=== Section Start ===

PR #462, opened 2022-05-11
add support to instantiate a `DetectionModel` from layer

mecevit:
This PR adds support to instantiate a DetectionModel out of a [YOLOv5](https://github.com/ultralytics/yolov5) model trained on [Layer](https://layer.ai). It includes:
- A new `from_layer()` method in `AutoDetectionModel` to load models from Layer.
- A new `set_model()` method in `DetectionModel` to create a `DetectionModel` out of an already loaded model.
- Tests for `from_layer()` and `set_model()`.

### Example
You can pass a path of a YOLOv5 model trained on Layer to instantiate a `DetectionModel`.  Here we fetch the [`yolo5vs` pretrained model](https://app.layer.ai/layer/yolov5/models/yolov5s) from [this Layer project](https://app.layer.ai/layer/yolov5)

```python
from sahi.model import DetectionModel
detection_model = DetectionModel.from_layer("layer/yolov5/models/yolov5s")
```

### Tests
To run the tests related to `from_layer()` functionality you can:
```
pytest tests/test_layer.py
```

### Screenshot

image


setup.py
```diff
@@ -36,7 +36,7 @@ def get_version():
     python_requires=">=3.7",
     install_requires=get_requirements(),
     extras_require={
-        "tests": ["pytest", "mmdet", "norfair"],
+        "tests": ["pytest", "mmdet", "norfair", "layer"],
```
fcakyon, line 39: We should also update the [ci workflow file](https://github.com/mecevit/sahi/blob/main/.github/workflows/ci.yml) by this addition: 

```yaml
      - name: Install YOLOv5(6.1.2) and Norfair(0.4.3)
        run: >
          pip install yolov5==6.1.2 norfair==0.4.3
```

mecevit: Done: https://github.com/obss/sahi/pull/462/commits/cf9ddbe1ebc3b4669307aaa555ee28c9ab95eefb

fcakyon:
We are trying to finalize https://github.com/obss/sahi/pull/368 before merging PR 👍

fcakyon:
We now have a factory class `AutoDetectionModel` as: https://github.com/obss/sahi/blob/02949de39815841476f5053452ac76417685c502/sahi/auto_model.py#L13

It would be better to move this `.from_layer()` method from base class to the new `AutoDetectionModel` class as:

```python
    @staticmethod
    def from_layer(
        model_path: str,
        no_cache: bool = False,
        device: Optional[str] = None,
        mask_threshold: float = 0.5,
        confidence_threshold: float = 0.3,
        category_mapping: Optional[Dict] = None,
        category_remapping: Optional[Dict] = None,
        image_size: int = None,
    ):
        """
        Loads a DetectionModel from Layer. You can pass additional parameters in the name to retrieve a specific version
        of the model with format: ``model_path:major_version.minor_version``
        By default, this function caches models locally when possible.
        Args:
            model_path: str
                Path of the Layer model (ex. '/sahi/yolo/models/yolov5')
            no_cache: bool
                If True, force model fetch from the remote location.
            device: str
                Device, "cpu" or "cuda:0"
            mask_threshold: float
                Value to threshold mask pixels, should be between 0 and 1
            confidence_threshold: float
                All predictions with score < confidence_threshold will be discarded
            category_mapping: dict: str to str
                Mapping from category id (str) to category name (str) e.g. {"1": "pedestrian"}
            category_remapping: dict: str to int
                Remap category ids based on category names, after performing inference e.g. {"car": 3}
            image_size: int
                Inference input size.
        Returns:
            Returns an instance of a DetectionModel
        Raises:
            ImportError: If Layer is not installed in your environment
            ValueError: If model path does not match expected pattern: organization_name/project_name/models/model_name
        """
        try:
            import layer
        except ImportError:
            raise ImportError('Please run "pip install layer -U" ' "to load models from Layer.")

        layer_model = layer.get_model(name=model_path, no_cache=no_cache).get_train()
        if layer_model.__class__.__module__ in ["yolov5.models.common", "models.common"]:
            model_type = "yolov5"
        else:
            raise Exception(f"Unsupported model: {type(layer_model)}. Only YOLOv5 models are supported.")

        DetectionModel = MODEL_TYPE_TO_MODEL_CLASS_NAME[model_type]
        return DetectionModel(
            model=layer_model,
            device=device,
            mask_threshold=mask_threshold,
            confidence_threshold=confidence_threshold,
            category_mapping=category_mapping,
            category_remapping=category_remapping,
            image_size=image_size,
        )

```

Then it can be called as:

```python

yolov5_detection_model = AutoDetectionModel.from_layer('/sahi/yolo/models/yolov5')
```

fcakyon (approved):

fcakyon:
@mecevit thanks for this great pr! its now merged.

i will work on a notebook showcasing the use of `.from_layer()` when i find the time. once its ready, we can release a new `sahi` version that includes the `layer` support :+1:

=== Section End ===

Bring together all lines of the entries above in which the string "pass" occurs.

EXERCISE RESULT
You can pass a path of a YOLOv5 model trained on Layer to instantiate a `DetectionModel`.  Here we fetch the [`yolo5vs` pretrained model](https://app.layer.ai/layer/yolov5/models/yolov5s) from [this Layer project](https://app.layer.ai/layer/yolov5)
        Loads a DetectionModel from Layer. You can pass additional parameters in the name to retrieve a specific version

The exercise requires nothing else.